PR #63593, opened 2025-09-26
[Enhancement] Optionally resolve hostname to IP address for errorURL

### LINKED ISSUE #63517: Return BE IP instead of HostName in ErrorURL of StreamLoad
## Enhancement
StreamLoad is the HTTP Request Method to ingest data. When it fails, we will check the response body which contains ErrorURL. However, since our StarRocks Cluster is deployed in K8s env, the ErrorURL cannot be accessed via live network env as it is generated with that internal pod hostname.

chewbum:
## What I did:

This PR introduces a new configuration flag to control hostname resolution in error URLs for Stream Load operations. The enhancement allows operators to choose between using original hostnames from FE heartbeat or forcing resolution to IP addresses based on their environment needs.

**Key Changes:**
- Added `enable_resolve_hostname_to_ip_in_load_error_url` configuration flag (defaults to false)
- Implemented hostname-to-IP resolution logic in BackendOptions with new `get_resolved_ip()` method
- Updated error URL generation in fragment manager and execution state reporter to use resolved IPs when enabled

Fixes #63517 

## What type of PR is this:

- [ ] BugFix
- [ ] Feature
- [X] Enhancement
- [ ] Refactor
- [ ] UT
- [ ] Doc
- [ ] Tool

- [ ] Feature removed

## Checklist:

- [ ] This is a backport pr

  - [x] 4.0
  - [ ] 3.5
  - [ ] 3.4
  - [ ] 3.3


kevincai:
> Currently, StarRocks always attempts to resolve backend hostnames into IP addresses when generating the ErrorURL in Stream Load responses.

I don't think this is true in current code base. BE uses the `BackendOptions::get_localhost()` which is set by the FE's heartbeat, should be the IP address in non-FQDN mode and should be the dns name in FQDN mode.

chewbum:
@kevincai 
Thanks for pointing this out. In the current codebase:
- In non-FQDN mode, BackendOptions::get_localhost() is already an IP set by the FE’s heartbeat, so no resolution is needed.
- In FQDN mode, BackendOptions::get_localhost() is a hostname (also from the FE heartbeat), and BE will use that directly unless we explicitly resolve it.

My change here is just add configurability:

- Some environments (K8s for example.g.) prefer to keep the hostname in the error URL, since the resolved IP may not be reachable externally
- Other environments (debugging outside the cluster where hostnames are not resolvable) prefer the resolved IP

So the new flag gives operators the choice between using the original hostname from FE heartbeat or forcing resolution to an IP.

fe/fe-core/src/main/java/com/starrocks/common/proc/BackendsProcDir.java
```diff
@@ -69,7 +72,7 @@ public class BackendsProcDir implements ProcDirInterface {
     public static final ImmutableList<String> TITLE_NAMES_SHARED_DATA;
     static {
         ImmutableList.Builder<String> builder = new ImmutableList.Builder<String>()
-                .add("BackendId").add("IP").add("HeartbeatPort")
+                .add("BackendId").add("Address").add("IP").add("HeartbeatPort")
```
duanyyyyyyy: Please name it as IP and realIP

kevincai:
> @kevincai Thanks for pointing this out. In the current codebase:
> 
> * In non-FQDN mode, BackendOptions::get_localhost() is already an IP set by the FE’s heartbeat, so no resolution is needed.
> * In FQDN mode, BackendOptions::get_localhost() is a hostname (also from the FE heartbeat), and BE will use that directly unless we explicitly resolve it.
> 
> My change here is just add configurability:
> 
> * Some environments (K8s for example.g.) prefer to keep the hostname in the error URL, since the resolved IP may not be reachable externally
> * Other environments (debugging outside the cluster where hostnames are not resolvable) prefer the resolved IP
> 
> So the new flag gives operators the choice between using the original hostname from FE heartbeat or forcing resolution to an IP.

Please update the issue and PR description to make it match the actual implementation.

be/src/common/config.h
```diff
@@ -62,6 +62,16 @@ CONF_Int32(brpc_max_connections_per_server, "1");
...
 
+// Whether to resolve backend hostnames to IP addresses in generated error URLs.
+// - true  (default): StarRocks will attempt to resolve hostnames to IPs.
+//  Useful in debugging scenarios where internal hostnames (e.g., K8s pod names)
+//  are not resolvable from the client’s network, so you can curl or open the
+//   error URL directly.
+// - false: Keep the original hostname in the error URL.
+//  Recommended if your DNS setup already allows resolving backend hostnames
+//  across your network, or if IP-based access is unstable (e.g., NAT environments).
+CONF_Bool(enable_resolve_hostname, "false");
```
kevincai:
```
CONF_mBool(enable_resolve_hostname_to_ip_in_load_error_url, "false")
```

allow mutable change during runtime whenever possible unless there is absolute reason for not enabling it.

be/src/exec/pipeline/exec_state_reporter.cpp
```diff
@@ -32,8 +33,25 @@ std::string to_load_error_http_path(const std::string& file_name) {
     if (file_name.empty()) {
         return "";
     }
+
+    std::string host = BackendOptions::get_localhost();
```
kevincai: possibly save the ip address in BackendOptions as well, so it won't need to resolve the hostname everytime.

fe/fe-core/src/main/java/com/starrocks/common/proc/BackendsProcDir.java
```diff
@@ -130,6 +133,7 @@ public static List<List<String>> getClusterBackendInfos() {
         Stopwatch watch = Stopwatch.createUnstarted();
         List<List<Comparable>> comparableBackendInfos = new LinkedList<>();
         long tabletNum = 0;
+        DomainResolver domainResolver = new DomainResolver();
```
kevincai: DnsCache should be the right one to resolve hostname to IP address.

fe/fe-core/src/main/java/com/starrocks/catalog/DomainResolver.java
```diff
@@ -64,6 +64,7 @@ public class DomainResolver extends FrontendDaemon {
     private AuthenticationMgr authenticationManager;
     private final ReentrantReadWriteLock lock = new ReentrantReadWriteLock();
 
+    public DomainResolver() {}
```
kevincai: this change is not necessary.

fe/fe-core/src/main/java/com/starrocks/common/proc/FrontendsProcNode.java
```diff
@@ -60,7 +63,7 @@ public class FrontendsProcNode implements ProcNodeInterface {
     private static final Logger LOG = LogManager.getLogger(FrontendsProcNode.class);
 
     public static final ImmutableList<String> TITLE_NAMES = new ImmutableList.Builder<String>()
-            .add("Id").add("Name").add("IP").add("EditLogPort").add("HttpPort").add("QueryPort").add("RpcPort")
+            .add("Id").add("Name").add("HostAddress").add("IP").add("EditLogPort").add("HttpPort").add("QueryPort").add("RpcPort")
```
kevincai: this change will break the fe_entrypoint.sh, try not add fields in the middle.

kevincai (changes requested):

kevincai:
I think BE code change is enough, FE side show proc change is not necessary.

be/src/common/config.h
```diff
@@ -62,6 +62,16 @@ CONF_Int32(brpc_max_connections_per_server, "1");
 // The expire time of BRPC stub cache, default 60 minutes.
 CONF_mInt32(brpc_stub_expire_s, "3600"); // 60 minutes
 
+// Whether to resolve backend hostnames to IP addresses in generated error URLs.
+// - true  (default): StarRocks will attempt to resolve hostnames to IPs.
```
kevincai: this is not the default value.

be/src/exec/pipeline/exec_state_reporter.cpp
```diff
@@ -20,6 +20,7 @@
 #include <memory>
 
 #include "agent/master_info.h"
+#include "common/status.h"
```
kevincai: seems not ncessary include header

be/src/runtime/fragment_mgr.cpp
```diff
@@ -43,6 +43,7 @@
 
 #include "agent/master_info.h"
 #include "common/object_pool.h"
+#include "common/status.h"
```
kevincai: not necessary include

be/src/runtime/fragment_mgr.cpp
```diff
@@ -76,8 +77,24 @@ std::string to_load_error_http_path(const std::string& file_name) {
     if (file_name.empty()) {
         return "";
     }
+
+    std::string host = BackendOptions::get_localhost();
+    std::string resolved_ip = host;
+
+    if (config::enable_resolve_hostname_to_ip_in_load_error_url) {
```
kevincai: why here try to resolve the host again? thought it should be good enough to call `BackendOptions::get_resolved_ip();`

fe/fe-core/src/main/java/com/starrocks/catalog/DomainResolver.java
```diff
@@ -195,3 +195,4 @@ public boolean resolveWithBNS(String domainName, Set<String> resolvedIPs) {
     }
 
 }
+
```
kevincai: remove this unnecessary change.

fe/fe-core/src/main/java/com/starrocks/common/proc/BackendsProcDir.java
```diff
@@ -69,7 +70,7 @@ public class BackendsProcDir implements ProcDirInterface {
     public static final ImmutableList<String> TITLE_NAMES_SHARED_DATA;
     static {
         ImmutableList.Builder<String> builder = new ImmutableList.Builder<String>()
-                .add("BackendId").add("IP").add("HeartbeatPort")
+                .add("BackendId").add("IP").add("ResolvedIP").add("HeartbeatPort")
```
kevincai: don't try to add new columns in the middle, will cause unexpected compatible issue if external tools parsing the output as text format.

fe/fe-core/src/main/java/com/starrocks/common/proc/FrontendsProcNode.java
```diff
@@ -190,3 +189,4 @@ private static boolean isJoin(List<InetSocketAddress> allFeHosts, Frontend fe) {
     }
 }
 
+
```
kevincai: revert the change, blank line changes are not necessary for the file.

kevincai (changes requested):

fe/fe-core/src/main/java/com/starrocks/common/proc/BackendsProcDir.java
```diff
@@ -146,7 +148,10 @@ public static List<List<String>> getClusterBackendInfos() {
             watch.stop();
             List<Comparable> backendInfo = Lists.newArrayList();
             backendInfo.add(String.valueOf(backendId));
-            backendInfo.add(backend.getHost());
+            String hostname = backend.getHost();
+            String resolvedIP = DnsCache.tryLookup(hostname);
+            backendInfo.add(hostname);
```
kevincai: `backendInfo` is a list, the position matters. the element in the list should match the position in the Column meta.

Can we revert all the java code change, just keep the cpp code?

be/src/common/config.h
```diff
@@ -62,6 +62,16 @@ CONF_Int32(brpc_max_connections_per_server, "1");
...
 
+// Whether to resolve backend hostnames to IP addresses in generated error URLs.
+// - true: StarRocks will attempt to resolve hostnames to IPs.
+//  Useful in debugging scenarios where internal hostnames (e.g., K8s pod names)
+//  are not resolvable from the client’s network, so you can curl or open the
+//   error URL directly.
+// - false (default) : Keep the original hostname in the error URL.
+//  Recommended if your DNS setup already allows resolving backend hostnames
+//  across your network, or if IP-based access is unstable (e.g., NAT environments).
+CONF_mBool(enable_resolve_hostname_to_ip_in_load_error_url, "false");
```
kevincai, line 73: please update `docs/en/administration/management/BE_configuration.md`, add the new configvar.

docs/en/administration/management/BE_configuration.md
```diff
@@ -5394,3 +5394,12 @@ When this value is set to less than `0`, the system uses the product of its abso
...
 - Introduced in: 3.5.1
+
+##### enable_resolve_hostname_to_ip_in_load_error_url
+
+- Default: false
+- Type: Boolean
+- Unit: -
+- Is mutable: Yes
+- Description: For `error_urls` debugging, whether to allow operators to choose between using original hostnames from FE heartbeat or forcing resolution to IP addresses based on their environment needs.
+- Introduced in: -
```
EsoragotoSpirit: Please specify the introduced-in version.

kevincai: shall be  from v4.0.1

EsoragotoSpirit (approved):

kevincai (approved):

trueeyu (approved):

...

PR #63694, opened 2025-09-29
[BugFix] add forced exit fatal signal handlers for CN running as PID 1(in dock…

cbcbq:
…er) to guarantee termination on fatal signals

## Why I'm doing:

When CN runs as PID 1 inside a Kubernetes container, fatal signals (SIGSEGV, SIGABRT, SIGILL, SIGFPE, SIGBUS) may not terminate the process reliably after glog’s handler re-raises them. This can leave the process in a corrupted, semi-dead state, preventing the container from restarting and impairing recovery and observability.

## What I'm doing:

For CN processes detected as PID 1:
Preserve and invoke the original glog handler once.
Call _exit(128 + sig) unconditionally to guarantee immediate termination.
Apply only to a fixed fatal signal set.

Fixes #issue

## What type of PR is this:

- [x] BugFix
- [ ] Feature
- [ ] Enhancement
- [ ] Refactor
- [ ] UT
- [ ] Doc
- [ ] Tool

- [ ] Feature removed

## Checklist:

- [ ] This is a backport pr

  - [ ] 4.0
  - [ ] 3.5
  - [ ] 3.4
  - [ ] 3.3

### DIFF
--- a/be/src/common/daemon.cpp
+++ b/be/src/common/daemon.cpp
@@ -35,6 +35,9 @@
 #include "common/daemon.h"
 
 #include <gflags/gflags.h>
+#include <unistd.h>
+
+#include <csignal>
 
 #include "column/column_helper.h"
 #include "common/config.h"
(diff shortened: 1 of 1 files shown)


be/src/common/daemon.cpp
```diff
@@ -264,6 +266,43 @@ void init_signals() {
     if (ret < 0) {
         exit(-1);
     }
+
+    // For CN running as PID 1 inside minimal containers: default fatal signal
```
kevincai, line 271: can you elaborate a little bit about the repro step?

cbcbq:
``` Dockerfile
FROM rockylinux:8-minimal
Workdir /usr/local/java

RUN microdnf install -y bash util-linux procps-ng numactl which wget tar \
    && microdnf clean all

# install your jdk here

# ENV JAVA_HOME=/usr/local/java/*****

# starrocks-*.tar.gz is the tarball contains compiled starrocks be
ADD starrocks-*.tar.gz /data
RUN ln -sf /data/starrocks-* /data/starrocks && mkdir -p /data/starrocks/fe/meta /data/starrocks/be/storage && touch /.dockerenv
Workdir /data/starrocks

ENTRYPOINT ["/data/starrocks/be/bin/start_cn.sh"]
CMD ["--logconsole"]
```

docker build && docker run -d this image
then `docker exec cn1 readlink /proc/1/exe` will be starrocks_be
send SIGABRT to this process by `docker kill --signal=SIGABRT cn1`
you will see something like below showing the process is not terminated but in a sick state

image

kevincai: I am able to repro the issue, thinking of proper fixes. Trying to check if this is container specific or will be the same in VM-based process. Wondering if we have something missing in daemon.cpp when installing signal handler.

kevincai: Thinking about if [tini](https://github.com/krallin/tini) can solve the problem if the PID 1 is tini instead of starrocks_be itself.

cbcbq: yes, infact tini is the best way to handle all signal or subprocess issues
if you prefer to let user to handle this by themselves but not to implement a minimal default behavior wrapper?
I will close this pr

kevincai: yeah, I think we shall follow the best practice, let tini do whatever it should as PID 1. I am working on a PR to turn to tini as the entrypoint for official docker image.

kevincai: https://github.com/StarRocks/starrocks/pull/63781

* * *

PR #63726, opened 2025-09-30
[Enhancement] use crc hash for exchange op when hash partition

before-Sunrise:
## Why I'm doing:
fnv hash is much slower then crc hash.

▸ PROBLEM TO SOLVE
Return all lines of the material that have "fatal" in them.

▸ ANSWER BELOW
[BugFix] add forced exit fatal signal handlers for CN running as PID 1(in dock…
…er) to guarantee termination on fatal signals
When CN runs as PID 1 inside a Kubernetes container, fatal signals (SIGSEGV, SIGABRT, SIGILL, SIGFPE, SIGBUS) may not terminate the process reliably after glog’s handler re-raises them. This can leave the process in a corrupted, semi-dead state, preventing the container from restarting and impairing recovery and observability.
Apply only to a fixed fatal signal set.
+    // For CN running as PID 1 inside minimal containers: default fatal signal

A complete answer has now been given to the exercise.